INSTRUCTIONS FOR THE TASK: Below is a block of entries; repeat exactly the lines starting at the line that contains "(not committing before" and ending at the line that contains "pvp, builds, progression.$", both included.

Stored data:
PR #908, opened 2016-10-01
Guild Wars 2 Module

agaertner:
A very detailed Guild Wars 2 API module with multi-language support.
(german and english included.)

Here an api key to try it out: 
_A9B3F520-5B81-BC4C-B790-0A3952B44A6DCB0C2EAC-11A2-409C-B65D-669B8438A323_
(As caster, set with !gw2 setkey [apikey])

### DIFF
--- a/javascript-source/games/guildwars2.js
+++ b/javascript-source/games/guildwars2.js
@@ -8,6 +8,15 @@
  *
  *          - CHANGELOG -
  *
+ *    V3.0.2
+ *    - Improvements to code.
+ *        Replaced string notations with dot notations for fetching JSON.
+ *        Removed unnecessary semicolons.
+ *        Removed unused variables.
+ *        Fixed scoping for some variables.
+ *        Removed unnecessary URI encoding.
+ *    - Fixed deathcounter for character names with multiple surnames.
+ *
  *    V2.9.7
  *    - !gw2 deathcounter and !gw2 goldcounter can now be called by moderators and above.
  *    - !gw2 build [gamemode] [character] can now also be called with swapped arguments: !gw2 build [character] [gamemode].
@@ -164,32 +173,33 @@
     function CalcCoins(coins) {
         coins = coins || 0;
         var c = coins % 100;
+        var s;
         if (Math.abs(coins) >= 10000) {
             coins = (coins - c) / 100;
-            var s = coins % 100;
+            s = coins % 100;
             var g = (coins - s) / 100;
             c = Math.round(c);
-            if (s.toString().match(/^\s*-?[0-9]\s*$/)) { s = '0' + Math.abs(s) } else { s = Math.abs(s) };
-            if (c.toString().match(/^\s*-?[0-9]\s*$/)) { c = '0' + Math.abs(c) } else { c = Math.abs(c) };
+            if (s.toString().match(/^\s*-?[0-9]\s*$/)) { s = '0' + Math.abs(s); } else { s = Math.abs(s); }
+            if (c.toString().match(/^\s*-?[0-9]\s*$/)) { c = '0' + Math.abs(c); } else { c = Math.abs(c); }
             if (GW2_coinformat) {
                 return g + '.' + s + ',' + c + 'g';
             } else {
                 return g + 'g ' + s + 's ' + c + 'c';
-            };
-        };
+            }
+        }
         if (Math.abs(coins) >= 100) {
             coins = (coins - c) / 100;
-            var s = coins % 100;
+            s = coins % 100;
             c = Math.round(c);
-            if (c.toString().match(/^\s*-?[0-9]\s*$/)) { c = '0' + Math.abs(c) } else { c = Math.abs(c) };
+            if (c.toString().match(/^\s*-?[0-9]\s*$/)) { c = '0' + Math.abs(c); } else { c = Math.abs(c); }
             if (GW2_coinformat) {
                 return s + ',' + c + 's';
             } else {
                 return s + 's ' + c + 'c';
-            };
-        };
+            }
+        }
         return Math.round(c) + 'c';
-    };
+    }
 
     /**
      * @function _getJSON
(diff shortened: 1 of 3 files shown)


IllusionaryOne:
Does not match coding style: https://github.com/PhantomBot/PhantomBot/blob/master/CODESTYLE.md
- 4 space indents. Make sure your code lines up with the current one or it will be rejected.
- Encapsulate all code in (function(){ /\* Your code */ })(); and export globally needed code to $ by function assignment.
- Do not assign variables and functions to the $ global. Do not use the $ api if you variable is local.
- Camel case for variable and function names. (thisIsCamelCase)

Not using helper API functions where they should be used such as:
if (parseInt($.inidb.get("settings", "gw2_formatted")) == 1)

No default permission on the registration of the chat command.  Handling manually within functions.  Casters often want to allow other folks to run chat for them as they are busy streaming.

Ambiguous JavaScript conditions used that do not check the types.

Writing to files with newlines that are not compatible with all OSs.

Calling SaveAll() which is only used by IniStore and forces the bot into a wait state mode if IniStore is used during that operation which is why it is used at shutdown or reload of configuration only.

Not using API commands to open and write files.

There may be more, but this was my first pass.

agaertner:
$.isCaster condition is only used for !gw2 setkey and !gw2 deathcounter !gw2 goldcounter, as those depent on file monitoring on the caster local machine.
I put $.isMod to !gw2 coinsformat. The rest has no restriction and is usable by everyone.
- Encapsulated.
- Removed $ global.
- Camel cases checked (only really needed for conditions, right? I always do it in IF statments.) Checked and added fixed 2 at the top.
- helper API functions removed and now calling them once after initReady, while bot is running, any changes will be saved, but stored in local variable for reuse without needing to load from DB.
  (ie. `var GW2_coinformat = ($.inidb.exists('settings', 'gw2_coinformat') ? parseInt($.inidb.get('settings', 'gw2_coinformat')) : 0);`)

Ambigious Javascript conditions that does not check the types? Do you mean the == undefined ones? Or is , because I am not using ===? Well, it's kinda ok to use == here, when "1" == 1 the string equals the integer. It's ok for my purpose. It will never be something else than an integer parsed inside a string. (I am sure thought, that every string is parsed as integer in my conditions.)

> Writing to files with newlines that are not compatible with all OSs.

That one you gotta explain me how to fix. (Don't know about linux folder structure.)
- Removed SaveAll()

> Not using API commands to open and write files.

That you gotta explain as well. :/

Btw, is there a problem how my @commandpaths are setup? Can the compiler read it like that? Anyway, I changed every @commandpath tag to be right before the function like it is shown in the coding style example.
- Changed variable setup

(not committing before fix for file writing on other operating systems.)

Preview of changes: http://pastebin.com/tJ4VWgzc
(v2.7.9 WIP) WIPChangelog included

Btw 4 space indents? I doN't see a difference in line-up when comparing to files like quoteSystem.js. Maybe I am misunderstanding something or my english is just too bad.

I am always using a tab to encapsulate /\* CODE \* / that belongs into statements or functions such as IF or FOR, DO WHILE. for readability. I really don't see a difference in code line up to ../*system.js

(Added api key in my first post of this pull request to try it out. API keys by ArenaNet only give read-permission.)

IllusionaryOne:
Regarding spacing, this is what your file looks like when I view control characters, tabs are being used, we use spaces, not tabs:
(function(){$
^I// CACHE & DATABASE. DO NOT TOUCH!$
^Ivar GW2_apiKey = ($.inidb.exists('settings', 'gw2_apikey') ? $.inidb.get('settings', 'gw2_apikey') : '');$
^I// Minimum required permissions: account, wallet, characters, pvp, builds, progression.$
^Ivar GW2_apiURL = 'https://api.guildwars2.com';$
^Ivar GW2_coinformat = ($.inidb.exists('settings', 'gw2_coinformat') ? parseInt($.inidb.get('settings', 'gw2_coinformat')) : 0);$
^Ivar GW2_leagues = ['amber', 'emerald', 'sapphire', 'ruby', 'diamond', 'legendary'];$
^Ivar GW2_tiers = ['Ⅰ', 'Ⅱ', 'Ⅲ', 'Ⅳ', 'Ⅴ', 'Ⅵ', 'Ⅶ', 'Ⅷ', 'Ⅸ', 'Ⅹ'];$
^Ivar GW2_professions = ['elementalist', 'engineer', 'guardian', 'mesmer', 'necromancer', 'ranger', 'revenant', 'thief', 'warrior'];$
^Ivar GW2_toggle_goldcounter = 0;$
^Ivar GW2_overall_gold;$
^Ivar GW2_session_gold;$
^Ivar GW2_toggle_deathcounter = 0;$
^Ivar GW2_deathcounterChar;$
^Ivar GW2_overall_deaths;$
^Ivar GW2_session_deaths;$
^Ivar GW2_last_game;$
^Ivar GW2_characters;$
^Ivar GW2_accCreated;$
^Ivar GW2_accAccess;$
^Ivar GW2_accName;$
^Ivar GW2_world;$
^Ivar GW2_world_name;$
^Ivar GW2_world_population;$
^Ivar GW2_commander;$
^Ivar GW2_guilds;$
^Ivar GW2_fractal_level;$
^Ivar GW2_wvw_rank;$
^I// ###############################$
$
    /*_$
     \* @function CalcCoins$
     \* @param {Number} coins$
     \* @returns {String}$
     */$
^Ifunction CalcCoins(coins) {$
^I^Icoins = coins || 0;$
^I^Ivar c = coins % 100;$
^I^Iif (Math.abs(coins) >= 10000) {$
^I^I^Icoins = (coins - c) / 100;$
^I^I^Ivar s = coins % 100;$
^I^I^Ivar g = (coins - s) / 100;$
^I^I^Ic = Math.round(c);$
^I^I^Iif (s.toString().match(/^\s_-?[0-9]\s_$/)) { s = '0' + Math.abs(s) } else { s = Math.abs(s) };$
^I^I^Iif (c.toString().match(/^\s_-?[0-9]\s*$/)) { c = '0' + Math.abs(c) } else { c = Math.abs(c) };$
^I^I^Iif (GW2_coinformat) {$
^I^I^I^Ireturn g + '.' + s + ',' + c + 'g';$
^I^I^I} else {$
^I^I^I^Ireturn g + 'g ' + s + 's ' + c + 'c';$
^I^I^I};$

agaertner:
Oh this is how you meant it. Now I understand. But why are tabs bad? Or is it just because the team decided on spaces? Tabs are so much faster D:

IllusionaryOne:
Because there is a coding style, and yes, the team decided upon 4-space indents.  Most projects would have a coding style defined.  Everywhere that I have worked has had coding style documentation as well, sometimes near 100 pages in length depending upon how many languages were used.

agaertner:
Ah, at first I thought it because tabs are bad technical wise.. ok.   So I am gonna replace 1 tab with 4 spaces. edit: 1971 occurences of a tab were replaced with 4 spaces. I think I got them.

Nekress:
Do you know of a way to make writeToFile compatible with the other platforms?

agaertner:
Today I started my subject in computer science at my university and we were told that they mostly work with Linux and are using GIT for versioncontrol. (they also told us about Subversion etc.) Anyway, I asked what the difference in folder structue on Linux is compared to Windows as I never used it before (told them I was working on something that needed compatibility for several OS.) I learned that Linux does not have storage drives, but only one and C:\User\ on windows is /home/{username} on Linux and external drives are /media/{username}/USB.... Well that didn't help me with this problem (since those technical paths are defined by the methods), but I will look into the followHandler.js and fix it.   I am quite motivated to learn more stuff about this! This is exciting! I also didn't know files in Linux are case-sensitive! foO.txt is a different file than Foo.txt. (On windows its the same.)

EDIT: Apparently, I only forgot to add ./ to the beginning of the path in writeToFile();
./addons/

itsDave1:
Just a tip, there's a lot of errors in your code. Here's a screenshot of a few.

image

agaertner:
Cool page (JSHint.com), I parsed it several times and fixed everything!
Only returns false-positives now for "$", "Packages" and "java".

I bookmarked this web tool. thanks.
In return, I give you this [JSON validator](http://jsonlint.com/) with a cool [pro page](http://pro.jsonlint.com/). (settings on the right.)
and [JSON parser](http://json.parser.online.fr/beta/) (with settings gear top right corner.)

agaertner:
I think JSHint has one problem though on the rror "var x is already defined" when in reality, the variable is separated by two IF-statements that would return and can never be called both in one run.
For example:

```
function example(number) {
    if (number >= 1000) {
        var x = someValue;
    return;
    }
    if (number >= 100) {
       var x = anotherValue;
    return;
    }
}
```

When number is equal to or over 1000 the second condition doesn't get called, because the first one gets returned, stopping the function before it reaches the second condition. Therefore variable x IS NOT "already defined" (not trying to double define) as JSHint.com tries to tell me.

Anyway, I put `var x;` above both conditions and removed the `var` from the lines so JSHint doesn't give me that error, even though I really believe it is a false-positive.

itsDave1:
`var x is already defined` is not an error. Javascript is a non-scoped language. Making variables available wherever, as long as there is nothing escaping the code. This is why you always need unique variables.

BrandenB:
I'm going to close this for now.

RESPONSE TO THIS TASK:
(not committing before fix for file writing on other operating systems.)

Preview of changes: http://pastebin.com/tJ4VWgzc
(v2.7.9 WIP) WIPChangelog included

Btw 4 space indents? I doN't see a difference in line-up when comparing to files like quoteSystem.js. Maybe I am misunderstanding something or my english is just too bad.

I am always using a tab to encapsulate /\* CODE \* / that belongs into statements or functions such as IF or FOR, DO WHILE. for readability. I really don't see a difference in code line up to ../*system.js

(Added api key in my first post of this pull request to try it out. API keys by ArenaNet only give read-permission.)

IllusionaryOne:
Regarding spacing, this is what your file looks like when I view control characters, tabs are being used, we use spaces, not tabs:
(function(){$
^I// CACHE & DATABASE. DO NOT TOUCH!$
^Ivar GW2_apiKey = ($.inidb.exists('settings', 'gw2_apikey') ? $.inidb.get('settings', 'gw2_apikey') : '');$
^I// Minimum required permissions: account, wallet, characters, pvp, builds, progression.$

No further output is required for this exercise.